[Source records]

·····

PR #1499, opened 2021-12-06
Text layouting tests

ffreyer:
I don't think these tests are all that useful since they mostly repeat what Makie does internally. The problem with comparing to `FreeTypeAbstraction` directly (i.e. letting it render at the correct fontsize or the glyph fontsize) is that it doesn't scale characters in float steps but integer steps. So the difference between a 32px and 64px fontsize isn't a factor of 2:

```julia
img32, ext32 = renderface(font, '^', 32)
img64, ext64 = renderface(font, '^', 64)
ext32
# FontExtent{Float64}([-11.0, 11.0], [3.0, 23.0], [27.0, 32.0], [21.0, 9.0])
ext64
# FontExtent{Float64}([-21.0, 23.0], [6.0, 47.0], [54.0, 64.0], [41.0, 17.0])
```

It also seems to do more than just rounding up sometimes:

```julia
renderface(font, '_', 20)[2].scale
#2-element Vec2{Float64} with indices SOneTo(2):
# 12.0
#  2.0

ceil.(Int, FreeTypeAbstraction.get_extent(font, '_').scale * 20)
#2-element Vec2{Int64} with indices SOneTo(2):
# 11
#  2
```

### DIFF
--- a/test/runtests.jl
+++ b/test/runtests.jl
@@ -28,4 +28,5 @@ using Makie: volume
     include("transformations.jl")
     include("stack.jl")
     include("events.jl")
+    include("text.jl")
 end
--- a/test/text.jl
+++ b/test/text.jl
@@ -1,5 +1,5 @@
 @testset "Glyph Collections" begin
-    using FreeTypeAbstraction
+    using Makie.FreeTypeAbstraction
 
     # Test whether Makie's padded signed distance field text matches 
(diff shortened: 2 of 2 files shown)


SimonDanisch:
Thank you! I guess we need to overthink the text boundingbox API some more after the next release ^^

·····

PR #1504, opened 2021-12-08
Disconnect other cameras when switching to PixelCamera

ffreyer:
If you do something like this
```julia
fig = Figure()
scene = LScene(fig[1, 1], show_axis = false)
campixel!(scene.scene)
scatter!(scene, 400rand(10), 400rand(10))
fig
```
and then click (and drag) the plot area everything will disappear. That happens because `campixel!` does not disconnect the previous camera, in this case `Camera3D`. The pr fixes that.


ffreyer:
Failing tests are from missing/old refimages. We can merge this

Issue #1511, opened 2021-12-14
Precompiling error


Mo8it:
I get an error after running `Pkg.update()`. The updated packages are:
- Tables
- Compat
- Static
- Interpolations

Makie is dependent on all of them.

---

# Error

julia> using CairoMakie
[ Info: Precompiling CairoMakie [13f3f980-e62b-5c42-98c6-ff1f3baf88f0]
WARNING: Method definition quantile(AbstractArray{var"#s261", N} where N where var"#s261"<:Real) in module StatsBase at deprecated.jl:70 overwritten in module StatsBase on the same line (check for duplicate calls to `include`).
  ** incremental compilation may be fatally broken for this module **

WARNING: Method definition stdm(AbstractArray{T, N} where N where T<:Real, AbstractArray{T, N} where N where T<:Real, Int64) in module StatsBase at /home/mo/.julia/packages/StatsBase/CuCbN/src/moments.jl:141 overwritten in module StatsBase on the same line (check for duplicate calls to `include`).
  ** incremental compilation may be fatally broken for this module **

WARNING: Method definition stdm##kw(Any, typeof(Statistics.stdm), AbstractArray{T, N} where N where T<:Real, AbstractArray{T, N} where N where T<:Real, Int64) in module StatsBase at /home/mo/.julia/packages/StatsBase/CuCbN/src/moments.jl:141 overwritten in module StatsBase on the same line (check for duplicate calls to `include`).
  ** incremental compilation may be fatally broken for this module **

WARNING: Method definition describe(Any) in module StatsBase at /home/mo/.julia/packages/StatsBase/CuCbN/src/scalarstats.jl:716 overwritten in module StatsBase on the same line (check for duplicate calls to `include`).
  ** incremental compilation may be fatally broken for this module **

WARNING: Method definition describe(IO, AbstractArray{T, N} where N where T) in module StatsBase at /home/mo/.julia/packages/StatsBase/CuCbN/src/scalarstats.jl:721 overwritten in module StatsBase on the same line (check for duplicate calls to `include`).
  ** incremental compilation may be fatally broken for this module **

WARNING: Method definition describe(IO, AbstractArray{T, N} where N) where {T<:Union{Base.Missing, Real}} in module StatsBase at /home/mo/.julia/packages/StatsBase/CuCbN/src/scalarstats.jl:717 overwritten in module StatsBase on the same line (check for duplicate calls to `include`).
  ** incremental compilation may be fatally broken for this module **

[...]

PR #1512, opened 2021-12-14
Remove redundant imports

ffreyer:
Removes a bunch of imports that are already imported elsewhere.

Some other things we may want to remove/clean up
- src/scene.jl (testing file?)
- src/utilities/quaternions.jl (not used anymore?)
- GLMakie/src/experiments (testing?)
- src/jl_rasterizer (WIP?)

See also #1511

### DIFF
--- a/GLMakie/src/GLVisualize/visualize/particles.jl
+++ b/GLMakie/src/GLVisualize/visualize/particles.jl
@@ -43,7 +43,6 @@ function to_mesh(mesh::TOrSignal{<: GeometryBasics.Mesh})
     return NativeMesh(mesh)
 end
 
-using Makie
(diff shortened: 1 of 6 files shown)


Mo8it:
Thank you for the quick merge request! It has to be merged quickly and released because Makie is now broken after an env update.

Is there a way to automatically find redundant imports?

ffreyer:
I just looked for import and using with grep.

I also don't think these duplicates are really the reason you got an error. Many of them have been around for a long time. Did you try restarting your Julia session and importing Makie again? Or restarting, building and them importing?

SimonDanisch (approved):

·····

Work out how many lines above contain "files"; write only the number.

> [Response] 2